Print the line where "for the sidebar?" occurs and every line that follows it in the data below, ending with the last line, precisely as written.

Collected data entries:
● ● ● ● ● ● ●

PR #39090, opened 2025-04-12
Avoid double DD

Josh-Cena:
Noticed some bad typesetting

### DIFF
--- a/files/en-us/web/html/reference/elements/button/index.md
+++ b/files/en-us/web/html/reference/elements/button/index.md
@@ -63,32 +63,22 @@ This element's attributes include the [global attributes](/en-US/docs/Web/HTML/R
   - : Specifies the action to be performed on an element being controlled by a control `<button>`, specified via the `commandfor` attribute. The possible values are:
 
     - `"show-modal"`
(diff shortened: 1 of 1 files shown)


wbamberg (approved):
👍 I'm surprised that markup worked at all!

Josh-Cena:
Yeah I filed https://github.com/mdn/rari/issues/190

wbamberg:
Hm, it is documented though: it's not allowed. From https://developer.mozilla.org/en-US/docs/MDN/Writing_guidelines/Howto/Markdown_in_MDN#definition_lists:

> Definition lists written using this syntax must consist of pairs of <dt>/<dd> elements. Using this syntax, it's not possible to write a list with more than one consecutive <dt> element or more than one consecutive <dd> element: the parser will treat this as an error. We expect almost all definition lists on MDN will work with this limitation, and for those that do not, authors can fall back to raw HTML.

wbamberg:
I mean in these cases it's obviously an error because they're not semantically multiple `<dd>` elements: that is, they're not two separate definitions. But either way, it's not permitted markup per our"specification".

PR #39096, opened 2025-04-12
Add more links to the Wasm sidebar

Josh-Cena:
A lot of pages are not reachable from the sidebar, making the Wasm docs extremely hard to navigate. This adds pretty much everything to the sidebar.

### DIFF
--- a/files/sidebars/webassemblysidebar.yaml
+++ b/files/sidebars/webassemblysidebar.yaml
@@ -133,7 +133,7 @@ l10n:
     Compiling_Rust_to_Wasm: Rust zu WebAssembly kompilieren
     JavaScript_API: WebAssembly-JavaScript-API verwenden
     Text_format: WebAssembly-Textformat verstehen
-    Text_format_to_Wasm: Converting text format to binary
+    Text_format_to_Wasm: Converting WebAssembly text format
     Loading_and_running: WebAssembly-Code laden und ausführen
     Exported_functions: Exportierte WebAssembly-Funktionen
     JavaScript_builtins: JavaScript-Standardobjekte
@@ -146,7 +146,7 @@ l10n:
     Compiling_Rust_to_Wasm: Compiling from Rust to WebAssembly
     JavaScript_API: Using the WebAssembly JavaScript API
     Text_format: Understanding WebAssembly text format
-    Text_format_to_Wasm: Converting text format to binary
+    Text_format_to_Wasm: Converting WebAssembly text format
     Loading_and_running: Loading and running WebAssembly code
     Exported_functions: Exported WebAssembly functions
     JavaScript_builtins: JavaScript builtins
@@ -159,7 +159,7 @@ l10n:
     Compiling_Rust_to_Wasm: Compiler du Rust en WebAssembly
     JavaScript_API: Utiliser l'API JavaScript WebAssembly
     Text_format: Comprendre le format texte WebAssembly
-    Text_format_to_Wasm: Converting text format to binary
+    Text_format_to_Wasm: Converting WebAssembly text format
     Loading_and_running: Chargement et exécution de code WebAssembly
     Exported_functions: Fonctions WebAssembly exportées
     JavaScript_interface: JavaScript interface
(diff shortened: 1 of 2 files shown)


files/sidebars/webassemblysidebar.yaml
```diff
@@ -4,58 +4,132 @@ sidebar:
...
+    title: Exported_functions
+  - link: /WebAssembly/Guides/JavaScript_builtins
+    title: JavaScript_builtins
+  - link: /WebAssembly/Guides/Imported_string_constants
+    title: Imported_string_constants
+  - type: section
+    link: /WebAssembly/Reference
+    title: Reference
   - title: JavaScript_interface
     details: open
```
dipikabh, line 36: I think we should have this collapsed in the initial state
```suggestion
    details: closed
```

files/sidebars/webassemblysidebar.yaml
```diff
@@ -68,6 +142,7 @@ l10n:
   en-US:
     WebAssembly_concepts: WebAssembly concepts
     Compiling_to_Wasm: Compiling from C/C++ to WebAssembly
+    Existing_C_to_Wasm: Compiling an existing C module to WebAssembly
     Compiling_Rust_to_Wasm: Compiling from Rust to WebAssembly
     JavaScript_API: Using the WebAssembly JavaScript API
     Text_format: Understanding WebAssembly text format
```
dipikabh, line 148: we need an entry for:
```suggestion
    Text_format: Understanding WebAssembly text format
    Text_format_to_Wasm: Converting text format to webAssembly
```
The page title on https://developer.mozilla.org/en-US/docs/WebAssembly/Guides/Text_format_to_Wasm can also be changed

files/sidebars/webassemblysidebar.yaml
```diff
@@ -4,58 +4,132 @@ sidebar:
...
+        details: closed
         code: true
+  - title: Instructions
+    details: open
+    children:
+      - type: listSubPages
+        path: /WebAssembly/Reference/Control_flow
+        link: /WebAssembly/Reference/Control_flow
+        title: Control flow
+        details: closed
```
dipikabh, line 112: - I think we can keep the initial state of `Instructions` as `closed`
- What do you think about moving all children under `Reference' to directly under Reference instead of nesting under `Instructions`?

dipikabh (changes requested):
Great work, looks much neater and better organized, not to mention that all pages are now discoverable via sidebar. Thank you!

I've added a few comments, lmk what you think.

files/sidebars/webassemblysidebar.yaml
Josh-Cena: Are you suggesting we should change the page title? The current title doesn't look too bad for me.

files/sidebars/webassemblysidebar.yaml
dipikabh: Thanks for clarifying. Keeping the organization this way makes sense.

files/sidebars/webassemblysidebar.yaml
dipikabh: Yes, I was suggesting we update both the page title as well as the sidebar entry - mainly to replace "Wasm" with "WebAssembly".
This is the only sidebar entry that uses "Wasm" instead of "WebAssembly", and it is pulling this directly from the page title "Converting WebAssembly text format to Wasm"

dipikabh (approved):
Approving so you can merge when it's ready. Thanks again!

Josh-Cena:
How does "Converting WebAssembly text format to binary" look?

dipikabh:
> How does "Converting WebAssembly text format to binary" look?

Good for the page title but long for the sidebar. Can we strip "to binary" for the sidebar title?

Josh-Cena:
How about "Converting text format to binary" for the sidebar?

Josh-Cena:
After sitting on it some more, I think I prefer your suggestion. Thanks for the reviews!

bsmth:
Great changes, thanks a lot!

● ● ● ● ● ● ●

:: EXPECTED OUTPUT ::
How about "Converting text format to binary" for the sidebar?

Josh-Cena:
After sitting on it some more, I think I prefer your suggestion. Thanks for the reviews!

bsmth:
Great changes, thanks a lot!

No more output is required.